Monday, June 22, 2026
Literary Garden

Three Essays by Jiang Yibin

           Jiang Yibin

     

       I'm pairing movie characters     

        Ever since I was young, I've loved worrying about ancient people.

        For example, when seeing a knight on horseback in a comic book, with a trotting gait, she always worries about whether his crotch will be rubbed raw and bleeding. Also, how can they lift such heavy swords and spears and wield them with such apparent ease, as if they were chopsticks?

       For this, I was scolded by my older brothers many times. They called me a foolish treasure, and of course, they also called me Ha Bao. Their goal was the same: to force me to correct myself. So, for a long time, I stopped worrying about ancient people. (Fortunately, I finally learned an idiom: "Qi Ren You Tian," meaning the foolish old man who worried the sky would fall.) I thought I had overcome this bad habit. But later, when I saw the revolutionary model plays, my old habit recurred unknowingly, and quite severely.

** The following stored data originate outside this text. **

PR #888, opened 2019-06-20
Support IME control sequences

k-takata:
[Tera Term](https://ttssh2.osdn.jp/index.html.en) supports some IME control sequences: TTIMERS, TTIMESV and TTIMEST.
See: https://ttssh2.osdn.jp/manual/en/about/ctrlseq.html

This introduces the same functions to mintty.

### DIFF
--- a/src/termout.c
+++ b/src/termout.c
@@ -2075,6 +2075,7 @@ do_csi(uchar c)
   if (arg1 < 0)
     arg1 = 0;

        Watching those model operas, I was filled with doubt, with one question after another popping up: Where is Li Yuhe's wife in "The Red Lantern"? Where are A Qing Sao from "Shajiabang" and Fang Yuzhen from "The Harbor"'s husbands? And so on. Then there are girls like Li Tiemay and Chang Bao from "Taking Tiger Mountain by Strategy," how come they don't even have mothers, it's really pitiful.

        Actually, I was also quite pitiful at the time. My parents were locked in a "cow shed" (a place for public denunciation during the Cultural Revolution) and being criticized. I wasn't allowed to study anymore and was kicked out of school. From a young age, I had to work in a coking plant to make a living (even now, I often visit the coking plant; it's surprisingly neglected). Despite this, I felt more fortunate than Tie Mei and Chang Bao. My parents, though severely tormented, were both alive, and I also had my brothers who often called me "Ha Bao." As for me, even though I wasn't allowed to study, I could still watch model operas at night, sometimes movies, and sometimes basketball games. Although I was tired and worked hard during the day, my evening entertainment life was quite rich. Tie Mei and the others probably didn't have that, did they?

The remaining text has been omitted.